Four years ago, Meira Academy in Palo Alto started with a mere six freshmen. This year on June 14, the only Jewish girls’ school in Northern California hit a milestone: its very first graduation.
Eight graduates, including Meira Academy’s original six students, were in the school’s first senior class. During the 2014-15 school year, Meira Academy had students enrolled in all four grades, another first, with 21 students in total.
It’s been a fast-paced few years for the burgeoning school, where there is an emphasis on Orthodox tradition.
Last August, Meira Academy received three-year accreditation from the Western Association of Schools and Colleges during its first year of eligibility. And in November, having outgrown its temporary space, Meira moved into bigger, permanent quarters on the Oshman Family JCC campus.
Though each member of the 2015 graduating class was accepted to a university — including New York University and Yeshiva University’s Stern College for Women in New York — all of the girls have chosen to spend a gap year in Israel to attend seminary before going to college.
At the graduation ceremony, each student spoke about her high school experience.
“They’re all incredibly articulate,” Rabbi Joey Felsen, the school’s founding board president, said several days before the big day. “We’re going to have a lot of tissue boxes available at graduation.”
Felsen expressed great pride in the graduates’ accomplishments, both in Jewish and secular studies. He described how the girls’ packed school schedule, from 8 a.m. to 5 p.m., includes several hours of Jewish studies daily.
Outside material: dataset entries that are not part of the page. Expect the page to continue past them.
PR #413, opened 2016-08-03
FEATURE: Allow replacement of configuration with environment-variable

mficzel:
Currently configuration can be replaced with constants via the ``%CONST_NAME%``syntax.
This change adds a special prefix ENV:: to the configuration post-processing that replaces markers of the form ``%ENV::ENV_VAR_NAME%`` with the content of the environment variable if one is defined

FLOW-212  #close

### DIFF
--- a/TYPO3.Flow/Classes/TYPO3/Flow/Configuration/ConfigurationManager.php
+++ b/TYPO3.Flow/Classes/TYPO3/Flow/Configuration/ConfigurationManager.php
@@ -656,13 +656,25 @@ EOD;
                 preg_match_all('/(?:%)((?:\\\?[\d\w_\\\]+\:\:)?[A-Z_0-9]+)(?:%)/', $configuration, $matches);
                 if (count($matches[1]) > 0) {
                     foreach ($matches[1] as $match) {
+                        $replace = false;
+                        $replacement = null;
                         if (defined($match)) {
+                            $replace = true;
+                            $replacement = constant($match);
+                        } elseif (strpos($match, 'ENV::') === 0) {
+                            $environmentValue = getenv(substr($match, 5));
+                            if ($environmentValue !== false) {
+                                $replace = true;
+                                $replacement = $environmentValue;
+                            }
+                        }
+                        if ($replace) {
                             if ($configurations[$key] === '%' . $match . '%') {
                                 // the constant expression spans the complete directive, assign directly to keep type
-                                $configurations[$key] = constant($match);
+                                $configurations[$key] = $replacement;
                             } else {
                                 // the constant is only a substring of the directive, replace that part accordingly
-                                $configurations[$key] = str_replace('%' . $match . '%', constant($match), $configurations[$key]);
+                                $configurations[$key] = str_replace('%' . $match . '%', $replacement, $configurations[$key]);
                             }
                         }
                     }
--- a/TYPO3.Flow/Documentation/TheDefinitiveGuide/PartIII/Configuration.rst
+++ b/TYPO3.Flow/Documentation/TheDefinitiveGuide/PartIII/Configuration.rst
@@ -122,14 +122,14 @@ which come with the Flow distribution for getting more examples.
   Always use *two spaces* for indentation in YAML files. The parser will not
   accept indentation using tabs.
 
-Constants
----------
+Constants and Environment
+-------------------------
 
 Sometimes it is necessary to use values in your configuration files which are defined as
-PHP constants. These values can be included by special markers which are replaced by the
-actual value during parse time. The format is ``%<CONSTANT_NAME>%`` where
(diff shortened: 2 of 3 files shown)


mficzel:
This pr goes well together with pr https://github.com/neos/neos-development-collection/pull/639 to do this ``SITE_NODE_NAME=neos-demo ./flow server:run`` with such a setting ``defaultSiteNodeName: '%ENV::SITE_NODE_NAME%'``

bwaidelich:
Thanks for this, useful addition!
A couple of comments though:
1. There should be a corresponding ticket for this in our issue tracker IMO
2. I'm a little bit reluctant about the special syntax and that the `ConfigurationManager` suddenly has to interpret environment variables (IMO that shouldn't be its concern). Maybe there's a way to turn special env variables (e.g. those prefixed with `NEOS_*` or whitelisted via Settings.yaml) into PHP constants early during the bootstrap so that we can just use the existing mechanism!?

TYPO3.Flow/Classes/TYPO3/Flow/Configuration/ConfigurationManager.php
```diff
@@ -656,13 +656,25 @@ protected function postProcessConfiguration(array &$configurations)
...
+                        }
+                        if ($replace) {
                             if ($configurations[$key] === '%' . $match . '%') {
                                 // the constant expression spans the complete directive, assign directly to keep type
-                                $configurations[$key] = constant($match);
+                                $configurations[$key] = $replacement;
                             } else {
                                 // the constant is only a substring of the directive, replace that part accordingly
-                                $configurations[$key] = str_replace('%' . $match . '%', constant($match), $configurations[$key]);
+                                $configurations[$key] = str_replace('%' . $match . '%', $replacement, $configurations[$key]);
```
bwaidelich: I think the readability of the code could be greatly improved by using `preg_replace_callback`

mficzel:
@bwaidelich 
1. Jira ticket: I can create one if we agree that something like this makes sense. This pr was merely a byproduct of a short experiment this afternoon.
2. Regarding the envar question: I personally find it much safer/cleaner if the  configuration reads some environment than if all env-vars of a given format are mapped to constants.

TYPO3.Flow/Classes/TYPO3/Flow/Configuration/ConfigurationManager.php
mficzel: I just wanted to add the ENV:: reading with as little changes as possible to the existing codebase to have the diff really reflect my intention.

mficzel:
I found a jira issue https://jira.neos.io/browse/FLOW-212

bwaidelich:
Thanks for linking the jira ticket!
Just for the record: I don't want to block this by any means, I was rather just "thinking out loud".. You're right, that we probably shouldn't just map env-vars to constants.. (btw I just found out that this is exactly what [symfony does](http://symfony.com/doc/current/configuration/external_parameters.html#environment-variables)). An explicit whitelist would be another option or maybe there are others.
Having expressed my concerns this might be just as well a pragmatic and working solution as is - and definitely 👍  for the feature itself!

mficzel:
@bwaidelich thanks for your feedback. I just thought about thy symfony approach and i still do'nt like it. Adding an option to override internal constants is dangerous because not all constants are meant to be changed fro outside. On the other hand the configuration is the place wehre the flexibility is intentionally exposed. So interpreting the Environment here seems the right place to me. 

Offcourse the concrete implementation i suggested can be discussed and i will gladly adjust the pr.

radmiraal:
Thanks for this PR :-) This weekend I stumbled upon this configuration setting, I was playing around with linked docker containers. To explain why I'd vote for registering env vars as constants:

I found out that it didn't work because I checked Flow's Settings.yaml, noticed the %PHP_BINDIR% and %FLOW_PATH_DATA% and just took that for the syntax to load environment vars and never ever thought about it being constants :-) So I feel like it's the most convenient approach to just use at least the same syntax.

A con would be that I wouldn't like constants like HTTP_HOST to be registered, so would it be possible to whitelist them?

And (sidetrack!) what about loading .env files? They seem to become pretty common

Just thinking out loud btw :-)

bwaidelich:
> And (sidetrack!) what about loading .env files?

This one is more about _interpreting_ env vars, see #56 for _adding_ env vars without actually setting them

kitsunet:
Can we get at least this one merged for the LTS, which means ASAP (next two days) ?

mficzel:
I am on vacation right now and have almost no internet here. If you consider this approach valid feel free to remove the needs feedback label and merge. I added the label only because i knew that this could be controversial.

kitsunet:
sorry for hijacking.... -> see #431

PR #414, opened 2016-08-04
BUGFIX: Require latest version of neos/composer-plugin

bwaidelich:
Require version 2.x of the ``composer-plugin`` package. Previous versions
use the ``excludeClasses`` setting which has been deprecated with Flow 3.0.

### DIFF
--- a/TYPO3.Flow/composer.json
+++ b/TYPO3.Flow/composer.json
@@ -25,7 +25,7 @@
         "symfony/dom-crawler": "~2.5.0",
         "symfony/console": "~2.0",
 
-        "neos/composer-plugin": "2.0.0"
+        "neos/composer-plugin": "^2.0.0"
     },
     "suggest": {
         "ext-curl": "To use the \\TYPO3\\Flow\\Http\\Client\\CurlEngine",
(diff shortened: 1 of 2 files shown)


TYPO3.Flow/composer.json
```diff
@@ -25,7 +25,7 @@
         "symfony/dom-crawler": "~2.5.0",
         "symfony/console": "~2.0",
 
-        "neos/composer-plugin": "^1.0.1"
+        "neos/composer-plugin": "2.0.0"
```
aertmann: soo why no caret `^` here?

kitsunet: Good point, no fixed version pls. Caret is better :)

bwaidelich:
@aertmann good catch, fixed

bwaidelich:
@aertmann could you remove your 👎  so we can merge this?

kdambekalns:
https://travis-ci.org/neos/flow-development-collection/jobs/150878082 failed with this… why?

albe:
Guess you already fixed it, BuildEssentials was still requiring neos/composer-plugin "^1.0.1"

kdambekalns:
Yep, fixed by now.

PR #415, opened 2016-08-05
!!!TASK: Implicit joins in a query makes the result set distinct by default

### LINKED ISSUE #552: TYPO3\Flow\Persistence\Doctrine\Query builds query in a way that can lead to entities being fetched multiple times
Jira issue originally created by user cerlestes:

TYPO3\Flow\Persistence\Doctrine\Query, Line 107:
`$this->queryBuilder = $entityManager->createQueryBuilder()->select('e')->from($this->entityClassName, 'e');`

Because the QueryBuilder is only told to select 'e', it can happen that a query (especially with logical-or constraints and joins) fetches the same entity multiple times. This is a major bug when also a LIMIT is set for that query.
With de-duplication applied, this leads to a result set that is smaller than the desired LIMIT, as the duplicate rows are skipped.
Without de-duplication applied, this would result in a fatal double appearance of the entity in the result set.

Luckily, somewhere in Doctrine or Flow deduplication happens on the result sets (though I gave up after 30 minutes of trying to find where exactly this happens).
This leaves us with the query result that holds less than the desired amount of entities and thus breaks stuff like pagination.

The fix is very easy though: on the mentioned line 107 turn
`select('e')`
into
`select('DISTINCT e')`
as one should do, when querying for intrinsically unique datasets.

This might also benefit the overall performance of the TYPO3 Flow framework, as I'm sure there are some queries that run into the same problem, but don't experience it due to the de-duplication efforts and a missing LIMIT statement.

 Atachements:

Jira Image 

 Jira-URL: https://jira.neos.io/browse/FLOW-21

albe:
Before it was possible that a query with implicit joins created a result set with duplicate entries.
This change sets the `distinct` flag on the query object to true when an implicit join is created.

This is breaking, as it might change the result sets of your queries, if you used implicit joins (dot notation subproperty queries).

Resolves #552

### DIFF
--- a/Neos.Flow/Classes/Persistence/Doctrine/Query.php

There are classes in Jewish law, Jewish history and the Tanach, but despite all that, the seniors also excelled in their general studies courses and SATs, Felsen noted.
Meira Academy accommodates students from a range of backgrounds, though most come to the school for its traditional, Orthodox-style Jewish education. School officials couldn’t provide an exact breakdown, but they did say there are students from both Orthodox and nonobservant homes.
Felsen said Meira is debunking a myth that Orthodox schools with high-level Jewish studies cannot properly attend to secular studies. “A lot of people think you just can’t do both things well,” Felsen said. “I think we’re breaking the mold.”
Students agree. Graduate Sara Malya Rynderman, who has wanted to become a doctor since age 10, praised her science classes at Meira. “I got to study biology and anatomy in a really in-depth way,” she said. “Teachers helped me understand and not just memorize.”
Graduate Kimi Altchek said, as a student who came out of the public school system, she particularly appreciated Meira’s Jewish courses. This fall, she wants to “really focus on Jewish studies and solidify my education at Meira” by attending Me’ohr Bais Yacov, a seminary for Orthodox Jewish girls in Israel.
Though both found it difficult to adjust to such small classes, the two graduates said they ultimately benefitted from the one-on-one attention available at Meira.
Now Meira continues to grow. The school currently has around 20 faculty members, most of them part-time, and it will welcome 26 students in the fall.